PR #62, opened 2019-05-06
fix HEAD requests

### LINKED ISSUE #61: HEAD requests do not work
NIO checks the header type to determine whether to parse a
body or not in the response. HEAD requests have no body.
    
Using the RAW header is an issue because the check in NIO
is restricted to request with method .HEAD.
RAW(value: "HEAD") == .HEAD is false.
    
see github.com/apple/swift-nio/blob/1.14.1/Sources/NIOHTTP1/HTTPDecoder.swift#L328

jonnymacs:
fixes #61

### DIFF
--- a/Sources/AWSSDKSwiftCore/AWSClient.swift
+++ b/Sources/AWSSDKSwiftCore/AWSClient.swift
@@ -192,7 +192,7 @@ extension AWSClient {
         var nioRequest = nioRequest
 
         guard let url = URL(string: nioRequest.head.uri), let _ = url.hostWithPort else {
-            fatalError("nioRequest.head.uri is invalid.")
+            throw RequestError.invalidURL("nioRequest.head.uri is invalid.")
         }
 
         // TODO avoid copying
@@ -201,6 +201,9 @@ extension AWSClient {
             headers[key.description] = value
         }
 
+        // We need to convert from the NIO type to a string
+        // when we sign the headers and attach the auth cookies
+        //
         let method = "\(nioRequest.head.method)"
 
         let signedHeaders = signer.signedHeaders(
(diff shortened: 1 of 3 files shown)


adam-fowler:
Looks good. Any reason this is a fatalError over throwing a runtime error.

Sources/AWSSDKSwiftCore/AWSClient.swift
```diff
@@ -190,27 +190,18 @@ extension AWSClient {
 
     func nioRequestWithSignedHeader(_ nioRequest: Request) throws -> Request {
         var nioRequest = nioRequest
+
+        guard let url = URL(string: nioRequest.head.uri), let _ = url.hostWithPort else {
+            fatalError("nioRequest.head.uri is invalid.")
```
Yasumoto: I think we can/should use [our already-defined](https://github.com/swift-aws/aws-sdk-swift-core/pull/62/files#diff-7863205517fdde3415e746c5fee58bc6R27) `RequestError.invalidURL` if possible?

Sources/AWSSDKSwiftCore/Message/AWSRequest.swift
```diff
@@ -93,13 +93,36 @@ public struct AWSRequest {
...
+          method: nioHTTPMethod(from: awsRequest.httpMethod),
+          uri: awsRequest.url.absoluteString
+        )
         let generatedHeaders = headers.map { ($0, $1) }
         head.headers = HTTPHeaders(generatedHeaders)
 
         return Request(head: head, body: try awsRequest.body.asData() ?? Data())
     }
 
+    fileprivate func nioHTTPMethod(from: String) -> HTTPMethod {
```
Yasumoto: Maybe add a note here

```
// We need to convert from the NIO type to a string when we sign the headers and attach the auth cookies.
```

since I took a bit to remember why the heck we were doing this anyway (and not just using NIO's builtin values instead of the stringly conversion.

Yasumoto:
Any chance you'd be up to add some test coverage? Maybe to `toNIORequest` ?

jonnymacs:
@adam-fowler @Yasumoto updated.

+===+

Where a line in the material above holds "Sources", copy that line.

see github.com/apple/swift-nio/blob/1.14.1/Sources/NIOHTTP1/HTTPDecoder.swift#L328
--- a/Sources/AWSSDKSwiftCore/AWSClient.swift
+++ b/Sources/AWSSDKSwiftCore/AWSClient.swift
Sources/AWSSDKSwiftCore/AWSClient.swift
Sources/AWSSDKSwiftCore/Message/AWSRequest.swift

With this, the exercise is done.